For a directed path $P = v_0 e_1 v_1 \dots e_m v_m$ in $G$ with $m \leq 1$, define the horizontal composite 1-cell $\phi_P = \phi_{e_m} \cdots \phi_{e_1} \in A(\phi_{v_0}, \phi_{v_m})$.

- $\phi$ assigns to each interior face $F$ of $G$ a 2-cell $\phi_{F} : \phi_{\mathrm{dom}_F} \rightarrow \phi_{\mathrm{cod}_F}$ in $A(\phi_{s_F}, \phi_{t_F})$.

If $G$ admits a pasting scheme presentation, then a $G$-diagram is called a 2-pasting diagram in $A$ of shape $G$.

===Statement===
Pasting theorem for strict 2-category: every 2-pasting diagram in an strict 2-category has a unique composite.

Pasting theorem for weak 2-category: every 2-pasting diagram in an weak 2-category has a unique composite.

==Pasting theorem for Gray-category==

Every 2-dimensional pasting diagram in a Gray-category has a unique composition up to a contractible groupoid of choices.

==Pasting theorem for strict n-category (ver.
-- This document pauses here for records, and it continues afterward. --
PR #138, opened 2021-12-01
Relegate XPath details to the appendix

glyn:
XPath details are a distraction in the body of the spec.

In the future, readers are increasingly likely to come to this spec with no exposure to XPath or, for that matter, XML.

### DIFF
--- a/draft-ietf-jsonpath-base.md
+++ b/draft-ietf-jsonpath-base.md
@@ -1301,8 +1301,8 @@ and their JSONPath equivalents.
 {: #tbl-xpath-equivalents title="Example XPath expressions and their JSONPath equivalents"}
 
 XPath has a lot more functionality (location paths in unabbreviated syntax,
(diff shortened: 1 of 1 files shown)


draft-ietf-jsonpath-base.md
```diff
@@ -188,8 +188,7 @@ Name:
   It is included here for completeness.
 
 Element:
-: A value in an array.  (Also used with a distinct meaning in XML
-  context for XML elements.)
+: A value in an array.
```
cabo, line 191: I'd probably keep a 

(not to be confused with XML element).

cabo (approved):
Looks very good, with the one nit.
Thanks!

draft-ietf-jsonpath-base.md
glyn: Ok, I grudgingly agree. ;-) I promise a beer to the first person who reads the spec and says "What's XML?"...

PR #139, opened 2021-12-01
Delete the "in" operator

glyn:
From the meeting at IETF 112 ([1]):

**Consensus**: 'in' won't be used, but it will be easy to add later if there's real demand

[1] https://datatracker.ietf.org/doc/minutes-112-jsonpath/


cabo (approved):
Thanks!  I pushed a small commit removing an "in" example.

glyn:
> Thanks! I pushed a small commit removing an "in" example.

Good eyes. Thanks!

goessner:
Yes, we agreed to remove the 'in' operator as some kind of syntactic sugar.

thanks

Power (1991))==

Weak version of pasting theorem for strict n-category: for any positive natural number n, every labelled n-pasting scheme in an strict n-category $A$ has a unique "strong composite".

Pasting theorem for strict n-category: for every positive natural number n, every labelled n-pasting scheme in an strict n-category $A$ has a unique "n-pasting composite".